Übrigens irgendwie falsches Unterforum.


----------



## King_Sony (2. Februar 2011)

*AW: Registry Einträge ändern*

Hi,
danke für die schnelle Antwort.  Werde es Mal ausprobieren. Aber ich denke schon, dass es hier reingehört 

LG Sony


----------



## King_Sony (2. Februar 2011)

*AW: Registry Einträge ändern*

Hi,

ich habe folgendes Turtorial durchgearbeitet, aber der Usb Stick wird trotzdem noch erkannt und ich kann auch noch darauf zugreifen:

Windows 7: USB sperren

Weiß jemand von euch warum? Achja habe Win7...

LG Sony


----------



## Jared566 (7. Februar 2011)

*AW: Registry Einträge ändern*

also willst du über die registry die USB Ports sperren?

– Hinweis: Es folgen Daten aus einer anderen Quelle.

PR #341, opened 2023-05-19
:ghost: Add swagger spec change notification for QE

aufi:
Related to https://issues.redhat.com/browse/MTA-615

### DIFF
--- a/.github/workflows/swagger-change-notification.yml
+++ b/.github/workflows/swagger-change-notification.yml
@@ -16,4 +16,4 @@ jobs:
         uses: thollander/actions-comment-pull-request@v2
         with:
           message: |
-          :mega: There is a Swagger OpenAPI spec files change, please consider re-generate your API client. @mguetta1 @sshveta @kpunwatk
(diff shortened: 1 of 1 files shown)


.github/workflows/swagger-change-notification.yml
```diff
@@ -0,0 +1,19 @@
...
+    name: Notify QE on Swagger spec file change
+    steps:
+      - name: Checkout
+        uses: actions/checkout@v3
+
+      - name: Comment PR
+        uses: thollander/actions-comment-pull-request@v2
+        with:
+          message: |
+          :mega: There is a Swagger OpenAPI spec files change, please consider re-generate your API client. @mguetta1 @sshveta @kpunwatk
```
jortel, line 19: @djzager Do you think we should we be hard coding user names in github actions?

aufi: :+1: Would you mind create such team, it looks I don't have permissions to do that.

djzager: Looks like we already have @konveyor/tackle-qe

djzager (approved):
lgtm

oder ist das ein neues Thema? ^^

zu den .reg dateien: Exportier dir einfach einen wert aus deiner registry und änder den Wert ab. Dann hast du auch den richtigen Syntax 

Mfg Jared


----------



## King_Sony (7. Februar 2011)

*AW: Registry Einträge ändern*

Hi,
das mit dem änder hab ich hinbekommen 

Aber es funktioniert nicht wie es soll. Der Wert ist geändert und USB geht trotzdem noch 

LG und Danke

Sony


----------



## kühlprofi (28. März 2011)

*AW: Registry Einträge ändern*



King_Sony schrieb:


> Hi,
> das mit dem änder hab ich hinbekommen
> 
> Aber es funktioniert nicht wie es soll. Der Wert ist geändert und USB geht trotzdem noch
> ...



Bist du in einem Firmennetzwerk wo die Policies vom DC gezogen werden?


----------



## mauorrizze (29. März 2011)

*AW: Registry Einträge ändern*

Vielleicht geht es nur nach Neustart?


----------



## King_Sony (30. März 2011)

*AW: Registry Einträge ändern*

Hi,

@kühlprofi: Ne Privat 

@mauorrizze: Ne hilft nix.

Also selbst wenn der Schlüssel geändert ist, funktionieren USB's trotzdem noch...

LG und Danke 

Sony


----------